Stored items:

——————————

PR #14, opened 2015-06-25
RFC Balance network resources

dirvine:
[Review on Reviewable](https://reviewable.io/reviews/maidsafe/rfcs/14)

### DIFF
--- a/proposed/0000-balance_network_resources.md
+++ b/proposed/0000-balance_network_resources.md
@@ -1,0 +1,76 @@
+- Feature Name: Balance network resources 
+- Type new feature
+- Related components maidsafe_vault 
+- Start Date: 25-06-2015 
+- RFC PR: 
+- Issue number: 
+
+# Summary
+
+This proposals intent is to provide a balance for Farming Rate verses purchase price of network
+resources that users are charged. The farming rate is calculated by the network in another RFC.
+As the farming rate increases, farmers earn less as more `Get` requests per attempt is required.
+As the farming rate increases then it follows users pay less (as the network is oversupplied) for
+resources. The key issue is to identify the link between these two numbers. It is assumed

——————————

■ WORK INSTRUCTIONS ■
Wherever the string "less" appears in the entries above, return the line it appears on.

■ ANSWER TO THIS EXERCISE ■
+As the farming rate increases, farmers earn less as more `Get` requests per attempt is required.
+As the farming rate increases then it follows users pay less (as the network is oversupplied) for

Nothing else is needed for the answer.